EXERCISE BRIEF
Say how many lines in the records include the string "described", adding no other words.

DATA TO EXAMINE
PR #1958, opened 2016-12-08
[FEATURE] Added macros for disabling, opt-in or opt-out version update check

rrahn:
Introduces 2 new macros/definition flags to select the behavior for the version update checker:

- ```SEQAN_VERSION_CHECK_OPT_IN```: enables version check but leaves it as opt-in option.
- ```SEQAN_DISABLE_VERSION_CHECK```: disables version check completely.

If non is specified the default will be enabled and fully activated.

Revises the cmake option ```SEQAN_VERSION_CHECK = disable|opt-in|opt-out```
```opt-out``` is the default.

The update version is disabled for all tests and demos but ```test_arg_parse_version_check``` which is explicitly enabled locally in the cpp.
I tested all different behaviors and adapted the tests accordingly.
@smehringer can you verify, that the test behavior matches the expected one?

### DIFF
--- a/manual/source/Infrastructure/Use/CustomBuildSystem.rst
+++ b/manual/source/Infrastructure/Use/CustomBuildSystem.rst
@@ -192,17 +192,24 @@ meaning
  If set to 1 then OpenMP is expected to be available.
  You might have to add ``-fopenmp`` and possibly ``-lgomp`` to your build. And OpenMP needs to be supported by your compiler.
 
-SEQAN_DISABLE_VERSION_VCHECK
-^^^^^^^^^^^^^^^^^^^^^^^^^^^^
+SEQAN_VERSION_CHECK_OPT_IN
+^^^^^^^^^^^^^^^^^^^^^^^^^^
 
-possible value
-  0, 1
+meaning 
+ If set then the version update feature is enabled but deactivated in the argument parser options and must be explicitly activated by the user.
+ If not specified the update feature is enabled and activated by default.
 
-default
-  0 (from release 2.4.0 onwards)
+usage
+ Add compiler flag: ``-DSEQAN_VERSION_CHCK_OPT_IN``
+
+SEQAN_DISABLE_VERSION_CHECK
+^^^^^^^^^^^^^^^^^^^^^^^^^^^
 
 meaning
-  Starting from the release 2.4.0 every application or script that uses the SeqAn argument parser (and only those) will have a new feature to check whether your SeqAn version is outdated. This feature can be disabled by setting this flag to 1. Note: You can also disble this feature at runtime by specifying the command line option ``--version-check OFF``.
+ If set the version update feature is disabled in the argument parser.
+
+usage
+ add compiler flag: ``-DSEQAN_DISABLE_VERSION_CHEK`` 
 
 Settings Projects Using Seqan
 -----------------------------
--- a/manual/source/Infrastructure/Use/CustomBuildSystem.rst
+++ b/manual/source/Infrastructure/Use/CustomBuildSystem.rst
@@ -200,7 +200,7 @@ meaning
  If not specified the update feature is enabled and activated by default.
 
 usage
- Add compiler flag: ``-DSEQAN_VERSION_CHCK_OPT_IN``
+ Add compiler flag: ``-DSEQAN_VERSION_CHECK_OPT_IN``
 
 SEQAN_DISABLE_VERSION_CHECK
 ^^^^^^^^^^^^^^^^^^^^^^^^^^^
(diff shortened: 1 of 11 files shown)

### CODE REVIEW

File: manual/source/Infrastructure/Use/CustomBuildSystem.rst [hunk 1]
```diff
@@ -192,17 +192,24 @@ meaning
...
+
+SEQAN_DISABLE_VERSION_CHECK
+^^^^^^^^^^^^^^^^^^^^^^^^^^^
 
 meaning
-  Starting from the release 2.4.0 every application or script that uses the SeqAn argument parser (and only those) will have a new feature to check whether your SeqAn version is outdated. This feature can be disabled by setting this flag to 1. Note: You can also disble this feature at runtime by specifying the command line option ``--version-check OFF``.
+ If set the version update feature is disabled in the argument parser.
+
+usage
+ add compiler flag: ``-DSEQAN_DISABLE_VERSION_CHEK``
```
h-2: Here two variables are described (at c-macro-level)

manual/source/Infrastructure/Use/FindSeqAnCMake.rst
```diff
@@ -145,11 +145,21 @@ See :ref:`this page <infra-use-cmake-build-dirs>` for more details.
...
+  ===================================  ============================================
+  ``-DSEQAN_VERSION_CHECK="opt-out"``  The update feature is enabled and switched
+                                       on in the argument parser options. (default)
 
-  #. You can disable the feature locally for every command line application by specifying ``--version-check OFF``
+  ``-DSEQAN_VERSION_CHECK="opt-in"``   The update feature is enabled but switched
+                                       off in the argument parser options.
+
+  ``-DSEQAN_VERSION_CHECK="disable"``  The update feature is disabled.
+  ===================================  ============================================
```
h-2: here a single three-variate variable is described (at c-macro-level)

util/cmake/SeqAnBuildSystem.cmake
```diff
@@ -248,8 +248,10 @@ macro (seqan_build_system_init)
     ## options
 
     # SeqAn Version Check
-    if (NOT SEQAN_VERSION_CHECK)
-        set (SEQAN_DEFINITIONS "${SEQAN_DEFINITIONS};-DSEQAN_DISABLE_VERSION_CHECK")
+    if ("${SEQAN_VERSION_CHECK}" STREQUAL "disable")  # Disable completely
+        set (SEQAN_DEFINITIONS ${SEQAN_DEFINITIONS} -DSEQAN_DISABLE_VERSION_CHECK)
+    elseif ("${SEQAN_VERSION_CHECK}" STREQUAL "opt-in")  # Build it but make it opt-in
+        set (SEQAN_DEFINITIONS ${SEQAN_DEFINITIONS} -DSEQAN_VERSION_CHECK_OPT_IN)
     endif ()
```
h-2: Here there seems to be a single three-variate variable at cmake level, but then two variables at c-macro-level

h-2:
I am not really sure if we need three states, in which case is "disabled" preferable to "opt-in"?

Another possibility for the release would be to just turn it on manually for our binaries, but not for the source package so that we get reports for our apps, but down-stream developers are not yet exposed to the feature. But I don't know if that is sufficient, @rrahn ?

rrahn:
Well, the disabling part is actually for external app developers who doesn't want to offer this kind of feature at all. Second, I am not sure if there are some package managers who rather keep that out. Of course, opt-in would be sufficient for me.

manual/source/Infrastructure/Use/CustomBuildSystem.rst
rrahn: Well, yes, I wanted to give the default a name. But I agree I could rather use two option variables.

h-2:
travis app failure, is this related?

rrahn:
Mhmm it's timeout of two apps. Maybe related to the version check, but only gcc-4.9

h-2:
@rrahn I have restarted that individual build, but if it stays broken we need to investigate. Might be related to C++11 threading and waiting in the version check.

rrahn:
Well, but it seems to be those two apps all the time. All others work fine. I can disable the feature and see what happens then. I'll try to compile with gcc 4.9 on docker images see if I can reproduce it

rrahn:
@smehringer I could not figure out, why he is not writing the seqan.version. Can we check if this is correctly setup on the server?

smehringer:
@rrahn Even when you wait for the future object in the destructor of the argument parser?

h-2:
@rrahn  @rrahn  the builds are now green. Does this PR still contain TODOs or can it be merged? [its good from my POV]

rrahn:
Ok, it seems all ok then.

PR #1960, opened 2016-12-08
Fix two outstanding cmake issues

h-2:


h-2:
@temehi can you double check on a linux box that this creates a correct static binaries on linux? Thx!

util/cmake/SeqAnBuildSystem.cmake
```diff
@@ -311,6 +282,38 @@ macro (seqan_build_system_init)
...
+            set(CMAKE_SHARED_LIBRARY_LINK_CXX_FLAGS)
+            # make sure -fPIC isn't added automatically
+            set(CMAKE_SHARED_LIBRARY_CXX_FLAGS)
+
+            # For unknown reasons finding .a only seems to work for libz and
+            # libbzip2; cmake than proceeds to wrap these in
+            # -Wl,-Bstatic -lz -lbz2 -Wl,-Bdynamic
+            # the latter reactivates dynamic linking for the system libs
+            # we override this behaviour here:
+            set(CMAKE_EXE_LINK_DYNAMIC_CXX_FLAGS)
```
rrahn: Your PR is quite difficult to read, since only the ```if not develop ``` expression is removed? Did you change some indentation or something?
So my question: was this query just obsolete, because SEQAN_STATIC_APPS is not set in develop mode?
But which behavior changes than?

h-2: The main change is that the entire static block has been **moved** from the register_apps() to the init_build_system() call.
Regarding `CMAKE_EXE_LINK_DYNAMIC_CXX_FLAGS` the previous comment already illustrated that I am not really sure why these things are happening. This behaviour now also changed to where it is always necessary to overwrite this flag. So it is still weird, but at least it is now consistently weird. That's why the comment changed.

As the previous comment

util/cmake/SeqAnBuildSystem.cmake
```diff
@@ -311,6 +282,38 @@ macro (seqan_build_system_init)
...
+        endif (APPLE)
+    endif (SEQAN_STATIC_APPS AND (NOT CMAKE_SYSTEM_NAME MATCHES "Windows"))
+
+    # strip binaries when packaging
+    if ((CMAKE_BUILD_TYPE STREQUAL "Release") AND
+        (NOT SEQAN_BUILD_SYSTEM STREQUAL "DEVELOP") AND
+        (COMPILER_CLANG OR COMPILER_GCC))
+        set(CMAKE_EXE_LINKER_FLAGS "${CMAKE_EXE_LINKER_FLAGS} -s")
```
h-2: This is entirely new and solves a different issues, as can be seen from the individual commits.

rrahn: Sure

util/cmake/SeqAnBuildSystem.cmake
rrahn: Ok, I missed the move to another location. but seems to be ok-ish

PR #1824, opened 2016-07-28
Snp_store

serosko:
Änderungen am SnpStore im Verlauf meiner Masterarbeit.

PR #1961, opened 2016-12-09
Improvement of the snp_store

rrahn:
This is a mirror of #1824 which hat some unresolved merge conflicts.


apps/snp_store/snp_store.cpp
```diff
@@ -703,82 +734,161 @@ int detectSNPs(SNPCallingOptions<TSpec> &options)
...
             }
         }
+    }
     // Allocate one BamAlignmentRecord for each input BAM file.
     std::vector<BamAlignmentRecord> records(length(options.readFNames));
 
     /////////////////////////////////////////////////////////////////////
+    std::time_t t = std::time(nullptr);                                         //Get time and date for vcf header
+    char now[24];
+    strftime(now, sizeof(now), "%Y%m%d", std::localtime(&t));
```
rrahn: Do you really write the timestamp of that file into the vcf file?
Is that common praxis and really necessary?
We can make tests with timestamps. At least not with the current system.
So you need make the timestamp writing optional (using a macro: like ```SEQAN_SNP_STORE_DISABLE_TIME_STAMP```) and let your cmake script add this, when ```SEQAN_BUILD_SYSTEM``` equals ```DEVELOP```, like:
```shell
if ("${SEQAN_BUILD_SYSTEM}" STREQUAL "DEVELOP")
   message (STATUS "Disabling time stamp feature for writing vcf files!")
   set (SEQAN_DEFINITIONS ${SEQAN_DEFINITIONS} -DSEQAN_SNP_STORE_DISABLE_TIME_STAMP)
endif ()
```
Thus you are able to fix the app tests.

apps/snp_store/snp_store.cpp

TASK RESULT
2